Bugeaud est nommé gouverneur général en 1840. Il dispose du quart de l’armée française, plus de 100 000 hommes pour « pacifier » la colonie, comme le dit le vocabulaire officiel.

En fait, il engage une guerre totale qui va durer 7 ans, avec une violence terrible contre la population civile, une politique de terre brûlée, on détruit et on brûle tous les douars, les villages, on disperse les habitantes et les habitants. Comme le dit un général : l’objectif est d’« anéantir tout ce qui ne rampera pas à nos pieds comme des chiens ». Les résistances sont fortes et Bugeaud déclare : « Si ces gredins [les Arabes] se retirent dans leurs cavernes, (…) fumez-les comme des renards. ». Se multiplient les terribles enfumades, nom donné à la méthode qui consiste à contraindre la population à se réfugier dans des endroits isolés, en l’occurrence des grottes, puis les brûler et / ou les asphyxier.

Pour en illustrer la violence, quelques mots sur la plus connue, celle du Dahra. La colonne exterminatrice de 2000 soldats français fait le vide devant elle, incendie les villages, détruit les récoltes, pousse les insurgé.es et la population à se réfugier dans les grottes du Frechich. Comme ils refusent de se rendre, le colonel Pélissier fait allumer un feu qui dure toute la journée et une partie de la nuit à l’entrée de la grotte, à l’intérieur de laquelle il y avait entre 700 et 1200 hommes, femmes, enfants, vieillards. Aucun ne survivra.

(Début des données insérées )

PR #975, opened 2016-09-08
Fixing a crash when calling CGContextAddPath with a NULL path

### LINKED ISSUE #966: CGContextAddPath crashes with NULL path parameter
CGContextAddPath will crash when a null path parameter is passed in.  On iOS is does not crash and the Apple documentation implies that a null input value is ok.

pittmab:
The Apple docs for CGContextAddPath imply that passing a NULL path does nothing and is a valid API call.

Fix #966

### DIFF
--- a/Frameworks/CoreGraphics/CGContext.mm
+++ b/Frameworks/CoreGraphics/CGContext.mm
@@ -452,7 +452,11 @@ void CGContextFillEllipseInRect(CGContextRef ctx, CGRect rct) {
  @Status Interoperable
 */
 void CGContextAddPath(CGContextRef ctx, CGPathRef path) {
-    ctx->Backing()->CGContextAddPath(path);
+    // The Apple SDK docs imply that passing a NULL path is valid.
+    // So avoid calling into the backing if NULL.
+    if (path) {
+        ctx->Backing()->CGContextAddPath(path);
+    }
 }
 
 /**


Frameworks/CoreGraphics/CGContext.mm
```diff
@@ -452,6 +452,11 @@ void CGContextFillEllipseInRect(CGContextRef ctx, CGRect rct) {
  @Status Interoperable
 */
 void CGContextAddPath(CGContextRef ctx, CGPathRef path) {
+    // The Apple SDK docs imply that passing a NULL path is valid
+	if (!path) {
```
aballway: >	 [](start = 0, length = 1)

nit: spaces, not tabs

Frameworks/CoreGraphics/CGContext.mm
```diff
@@ -452,6 +452,11 @@ void CGContextFillEllipseInRect(CGContextRef ctx, CGRect rct) {
...
+        return;
+	}
```
aballway: nit: this would be better with the work in the if rather than preemptively returning, especially since it's void

aballway:
:clock1:

Frameworks/CoreGraphics/CGContext.mm
pittmab: Updated to use spaces.

Frameworks/CoreGraphics/CGContext.mm
pittmab: Updated the code to reflect your preferences.  Thanks

pittmab: @aballway I have updated the code to reflect your comments.  Thanks

rajsesh-msft:
:shipit:

PR #977, opened 2016-09-08
Fixed a compilation issue where a struct (CVTimeStamp) was being forw…

pittmab:
…ard declared as an Objective C class

Fix: 976

### DIFF
--- a/include/QuartzCore/CARenderer.h
+++ b/include/QuartzCore/CARenderer.h
@@ -20,7 +20,6 @@
 #import <Foundation/NSObject.h>
 
 @class CALayer;
-@class CVTimeStamp;
 
 @interface CARenderer : NSObject {
     void* _cglContext;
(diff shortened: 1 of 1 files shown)


include/QuartzCore/CARenderer.h
```diff
@@ -15,12 +15,12 @@
 //******************************************************************************
 #pragma cone
 
+#import <CoreVideo/CVTime.h>
```
rajsesh-msft: >CoreVideo [](start = 9, length = 9)

rather than introducing this dependency, we should simply change the forward declaration below to be struct CVTimeStamp.

rajsesh-msft:
:clock1:

include/QuartzCore/CARenderer.h
pittmab: Hi Raj,

I originally tried to forward declare the struct but couldn't get it to work given how the original CVTimeStamp is declared.

typedef struct {
    uint32_t version;
    int32_t videoTimeScale;
    int64_t videoTime;
    uint64_t hostTime;
    double rateScalar;
    int64_t videoRefreshPeriod;
    CVSMPTETime smpteTime;
    uint64_t flags;
    uint64_t reserved;
} CVTimeStamp;

Do you know how to forward declare it?

Thanks,

Brent

rajsesh-msft: Brent, you could entirely remove the @class CVTimeStamp and change the method to timeStamp:(struct CVTimeStamp*)timeStamp. 

---
In reply to: [78206753](https://github.com/Microsoft/WinObjC/pull/977#discussion_r78206753) [](ancestors = 78206753)

pittmab:
@rajsesh-msft made the change to avoid the include and use the forward declare.

PR #979, opened 2016-09-08
Fixed a compilation issue where the typedef for GLsizei does not matc…

pittmab:
…h the OpenGL header type

Fix: 978

### DIFF
--- a/include/CoreVideo/CVOpenGLESTexture.h
+++ b/include/CoreVideo/CVOpenGLESTexture.h
@@ -27,7 +27,7 @@ typedef unsigned int GLuint;
 typedef signed int GLint;
 typedef char GLchar;
 typedef float GLfloat;
-typedef size_t GLsizei;
+typedef int GLsizei;
 
 typedef CVImageBufferRef CVOpenGLESTextureRef;
 


DHowett-MSFT:
Curiously, it looks like our GL headers may be the incorrect ones:
[This](https://www.opengl.org/wiki/OpenGL_Type) specifies that it should be unsigned.

MSFTFox:
There's a bit of interesting information on this and I believe int should be correct the type here.

http://oss.sgi.com/archives/ogl-sample/2005-07/msg00003.html

rajsesh-msft:
Deceptive commentary in the docs there.  "GLsizei​ 32 A non-negative binary integer, for sizes." vs "GLuint64​ 64 Unsigned binary integer".  Implies this is actually an integer.

---
In reply to: [245742064](https://github.com/Microsoft/WinObjC/pull/979#issuecomment-245742064) [](ancestors = 245742064)

rajsesh-msft:
:shipit:

MSFTFox:
:shipit:

DHowett-MSFT:
:shipit:

PR #983, opened 2016-09-08
Fixed a bug where the Pinch gesture recognizer wasn't resetting it's …

pittmab:
…stored data properly

There was a bug in which the pinch gesture would keep track of a touch from a previous interaction and incorrectly be recognized in later interactions.

Fix: 982

### DIFF
--- a/Frameworks/UIKit/UIPinchGestureRecognizer.mm
+++ b/Frameworks/UIKit/UIPinchGestureRecognizer.mm
@@ -55,6 +55,15 @@ static void deleteTouch(UIPinchGestureRecognizer* self, UITouch* touch) {
     }
 }
 
+- (void)reset {
+    [super reset];
+
+    _curScale = 1.0f;
+    _startScale = 1.0f;
+    _startedPinch = false;
+    _numTouches = 0;
+}
+
 static void deleteAllTouches(UIPinchGestureRecognizer* self) {
     ::memset(&self->_touches, 0, sizeof(self->_touches));
     self->_numTouches = 0;


rajsesh-msft:
@jaredhms please take a look.

jaredhms:
Thanks for the fix, but this was fixed within the ~past week on github master in this commit: https://github.com/Microsoft/WinObjC/commit/fb61e282ad3ef92184ec5b8324222ade4611dacc.

pittmab:
@jaredhms The issue I found happened after a successful pinch gesture was recognized.  The next interaction was locked to a pinch gesture since the reset method was not implemented in the pinch gesture.  The commit you referenced only cleans up data on touchesCancelled, did it address this issue where the Pinch Gesture needs to be reset?

jaredhms:
@davelamb, please take a look.

Frameworks/UIKit/UIPinchGestureRecognizer.mm
```diff
@@ -55,6 +55,15 @@ static void deleteTouch(UIPinchGestureRecognizer* self, UITouch* touch) {
     }
 }
 
+- (void)reset {
+    [super reset];
+
+    _curScale = 1.0f;
+    _startScale = 1.0f;
+    _startedPinch = false;
+    _numTouches = 0;
```
jaredhms: should we call deleteAllTouches(self) here instead?

jaredhms:
Apologies for the confusion; I agree that it looks like we should be implementing reset.  

---
In reply to: [246369916](https://github.com/Microsoft/WinObjC/pull/983#issuecomment-246369916) [](ancestors = 246369916)

jaredhms:
:shipit:

jaredhms:

davelamb:
:shipit:

DHowett-MSFT:
Thanks!

Issue #2464, opened 2017-05-11
Tests fail on PHP nightly (7.2-dev)


rxu:
Early tests against ```- php: nightly``` fail.
1st, the ```length``` filter own Twig's repo test fails (like here https://travis-ci.org/rxu/Twig/jobs/230340700) with error:
```
Twig_Error: Twig_Error_Runtime: An exception has been thrown during the rendering of a template ("count(): Parameter must be an array or an object that implements Countable") in "index.twig" at line 7 in "filters/length.test".)
```

2nd, ```include``` tag test fails as well with error:
```
Twig_Error_Syntax: An exception has been thrown during the compilation of a template ("count(): Parameter must be an array or an object that implements Countable") in "include.html".
```
The scenario is: create template file (say, ```include.html```) with the code 
```twig
{% include 'variable.html' %}
```
The ```variable.html``` itself can be either empty or containing some code which is doesn't matter.
Example: https://travis-ci.org/phpbb/phpbb/jobs/231046144#L790
While further debugging the 2nd issue, it turned out that in this scenario, here https://github.com/twigphp/Twig/blob/2.x/lib/Twig/Node/Module.php#L369 the ```$nodes``` consists of 2 elements: ```object(Twig_Node_Expression_Constant)``` and ```NULL```. Performing count on ```NULL``` causes the above PHP 7.2 error.

xabbuh:
see #2462

rxu:
@xabbuh You probably remember I was suggesting the same a while ago here https://github.com/twigphp/Twig/issues/2382 😉 
Nice to see it's going to be fixed right way.

fabpot:
I've merged #2462 and added PHP 7.2 on Travis.

rxu:
Actually, for phpbb we can't move above v.1.26 because of https://github.com/twigphp/Twig/issues/2218, but I'll find a way to test (probably via filter overriding).

rxu:
@fabpot Can't see PHP 7.2 tests for twig though..

rxu:
Also, you forgot to update the non-mbstring fallback part here https://github.com/twigphp/Twig/blob/1.x/lib/Twig/Extension/Core.php#L1364-L1375

SpacePossum:
those can be replaced with `mb_` counterparts as it is polyfilled https://github.com/twigphp/Twig/blob/2.x/composer.json#L31

rxu:
[...]

PR #2469, opened 2017-05-12
Length filter non-mb_string on 7.x fix.

SpacePossum:
follow up on https://github.com/twigphp/Twig/pull/2462
after https://github.com/twigphp/Twig/issues/2464#issuecomment-301014241


SpacePossum:
Maybe it would be a good idea to identify tests that depend on `mb_string` _not_ being enabled and run those test again after disabling the extension?

fabpot:
Thank you @SpacePossum.

Issue #2471, opened 2017-05-12
Twig Template Caching does not work across PHP versions


bshaffer:
If you want to prime the cache in one environment and push to another environment, you have to be on the same PHP minor version. Otherwise, `updateOptionsHash` returns a different result, and breaks the cache key.

See [`Twig_Environment::updateOptionsHash`](https://github.com/twigphp/Twig/blob/2.x/lib/Twig/Environment.php#L934).

The generated template code **should** be the same across supported PHP versions, and not change as a result of the underlying PHP version. Only the twig version and other supplied options should invalidate the cache. Adding the PHP version to the options hash seems like an extra precaution, unless there is a case I am missing.

The use case here is to warm the cache in one environment and deploy to another environment. This would be theoretically possible if we removed the PHP version from the options hash.

stof:
Changing the compiled code based on the PHP version allows to optimize the performance of the compiled code on newer PHP versions.

Removing the PHP version from the hash is not an option if you don't remove all these optimizations first

Tobion:
Or just use the same PHP version locally that you are deploying to. It's usually the best practice you should go for.

fabpot:
Closing as the current behavior is the right one. We want to be able to optimize the generator code based on the version of PHP. I agree with @Tobion here, you should be using the same PHP version when generating the cache and in production.

PR #2472, opened 2017-05-12
Remove PHP version from Options Hash

bshaffer:
Addresses #2471

- [ ] It would be great to have tests for this, but automating cached code across PHP versions will take some consideration


stof:
-1 on this. The output of the compilation depends on the PHP version

bshaffer:
Closing, but hoping we can solve this problem a different way.

PR #2478, opened 2017-05-19
Drop support for HHVM

fabpot:


.travis.yml
```diff
@@ -14,15 +14,13 @@ php:
     - 5.6
     - 7.0
     - 7.1
-    - nightly
```
stof: you should not remove testing on PHP nightly

stof (changes requested):

robfrawley:
Shouldn't this be done aginst `2.x`, as this is basically a deprecation?

fabpot:
Doing it in 2.x would be the same. If we really want to "deprecate" HHVM, we would have to do it in 3.x, which is a no-go for me.

robfrawley:
Fair enough @fabpot. We've done the same in a few other projects I maintain because the situation was untenable, so I understand the motivation.

PR #2481, opened 2017-05-22
Mark Twig_Node_Module as final via an annotation (will be final in 3.0)

fabpot:


lib/Twig/Filter.php
```diff
@@ -34,6 +34,10 @@ class Twig_Filter
      */
     public function __construct(string $name, $callable = null, array $options = array())
     {
+        if (__CLASS__ !== get_class($this)) {
+            @trigger_error('Overriding '.__CLASS__.' is deprecated since version 2.4.0 and the class will be final in 3.0.', E_USER_DEPRECATED);
```
stof: wouldn't this make it painful to use Twig_SimpleFilter for now, to keep support for Twig 1.x and 2.x in parallel ? I suggest whitelisting Twig_SimpleFilter for now here.
In the past, we agreed on delaying the deprecation of Twig_SimpleFilter until soon before 3.x to make it easier for external libraries not able to drop support for Twig 1.x (for instance Symfony 3.x due to the min PHP version)

fabpot: I think time has come. As we will soon have namespace support, I would want to release 3.0 soon after.

stof: then, we will make it a pain for the whole Symfony community or they will just drop support for PHP 5.x in bundles to be able to avoid having to do checks on which class to use for each function and filter they expose. Have you tried to update Symfony itself to avoid these deprecations ?
Thus, the check for which class to use even has to be done by detecting the Twig version rather than the availability of features, as Twig_Filter also exists in 1.x (but is a different class, which is why we suffer all this pain btw).
At least, making them migrate to `Twig\Filter` directly would avoid doing 2 migrations (and can be detected by `class_exists). But it does not solve the issue regarding the fact that Symfony 3 LTS is stuck with Twig 1.x support

PR #2483, opened 2017-05-24
Fix `@final`-related deprecations

nicolas-grekas:
The run-time notices make Symfony fail because the check should exclude e.g. `Twig_SimpleFilter`.
But IMHO, we may not really need these run-time checks, if we say that relying on the DebugClassLoader + CHANGELOG in enough (which we did in the past).

### DIFF
--- a/lib/Twig/SimpleFilter.php
+++ b/lib/Twig/SimpleFilter.php
@@ -10,8 +10,12 @@
  */
 
 /**
- * Empty class for Twig 1.x compatibility.
+ * For Twig 1.x compatibility.
  */
-final class Twig_SimpleFilter extends Twig_Filter
-{
+require __DIR__.'/Filter.php';
+
+if (false) {
+    final class Twig_SimpleFilter extends Twig_Filter
+    {
+    }
 }
--- a/CHANGELOG
+++ b/CHANGELOG
@@ -1,6 +1,6 @@
 * 2.4.0 (2017-XX-XX)
 
- * marked Twig_Node_Module as final via the @final annotation
+ * marked Twig_Filter, Twig_Function, Twig_Test, Twig_Node_Module and Twig_Profiler_Profile as final via the @final annotation
 
 * 2.3.2 (2017-04-20)
 
--- a/lib/Twig/Filter.php
+++ b/lib/Twig/Filter.php
@@ -12,7 +12,7 @@
 /**
  * Represents a template filter.
  *
- * @final
+ * @final since version 2.4.0
  *
  * @author Fabien Potencier <fabien@symfony.com>
  *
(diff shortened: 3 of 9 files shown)


stof:
@nicolas-grekas see the discussion in https://github.com/twigphp/Twig/pull/2481#discussion_r118184447

nicolas-grekas:
PR updated to use class aliases

lib/Twig/SimpleFilter.php
```diff
@@ -10,8 +10,12 @@
...
 
 /**
- * Empty class for Twig 1.x compatibility.
+ * For Twig 1.x compatibility.
  */
-final class Twig_SimpleFilter extends Twig_Filter
-{
+require __DIR__.'/Filter.php';
+
+if (false) {
```
stof: Why ? AFAIK, IDEs understand `class_alias` (at least, PHPStorm does)

lib/Twig/SimpleFilter.php
```diff
@@ -10,8 +10,12 @@
  */
 
 /**
- * Empty class for Twig 1.x compatibility.
+ * For Twig 1.x compatibility.
  */
-final class Twig_SimpleFilter extends Twig_Filter
-{
+require __DIR__.'/Filter.php';
```
stof: you should use `class_exists` instead, to ensure there is no double registration

stof:
This will make it harder to deprecate the `Simple*` versions when preparing 3.0, right ?

lib/Twig/SimpleFilter.php
nicolas-grekas: for composer class maps

lib/Twig/SimpleFilter.php
nicolas-grekas: this cannot happen - we don't enclose classes into if blocks for the same reason

nicolas-grekas:
for 3, it's easy: we'll move to namespaces, so everything will be implicitly deprecated, and the namespaced version will only ship the correct name

fabpot:
@stof was talking about how to emit deprecation notices in 2.x.

nicolas-grekas:
there is no need to do so IMHO
we should just tell in the doc that people have to use namespaces
and that will be enough

fabpot:
Thank you @nicolas-grekas.

nicolas-grekas:
3.2 now merged into 3.3 so that next steps can happen on 3.3
3.2 is good as is now to me.

prisis:
@nicolas-grekas didnt you forget Twig_Profiler_Dumper_Text?

im getting this error
```php
The "Twig_Profiler_Dumper_Text" class is considered final. It may change without further notice as of its next major version. You should not extend it from "Twig_Profiler_Dumper_Html".
```

fabpot:
@prisis see #2513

La description dans la presse est terrible « .. Rien ne pourrait donner une idée de l’horrible spectacle que présentait la caverne. Tous les cadavres étaient nus, dans des positions qui indiquaient les convulsions qu’ils avaient dû éprouver avant d’expirer. Le sang leur sortait par la bouche. Mais ce qui causait le plus d’horreur, c’était de voir des enfants à la mamelle gisant au milieu des débris de moutons des sacs de fèves, etc ». Il est impossible d’étouffer le scandale, le débat va jusqu’à la Chambre. Pélissier est défendu par Bugeaud qui déclare que l’enfumade était un « événement cruel mais inévitable » car «  il était important pour la politique et pour l’humanité de détruire la confiance que les populations du Dahra et de beaucoup d’autres lieux avaient dans les grottes» et finit par promouvoir Pélissier, qui terminera sa carrière comme gouverneur général à Alger.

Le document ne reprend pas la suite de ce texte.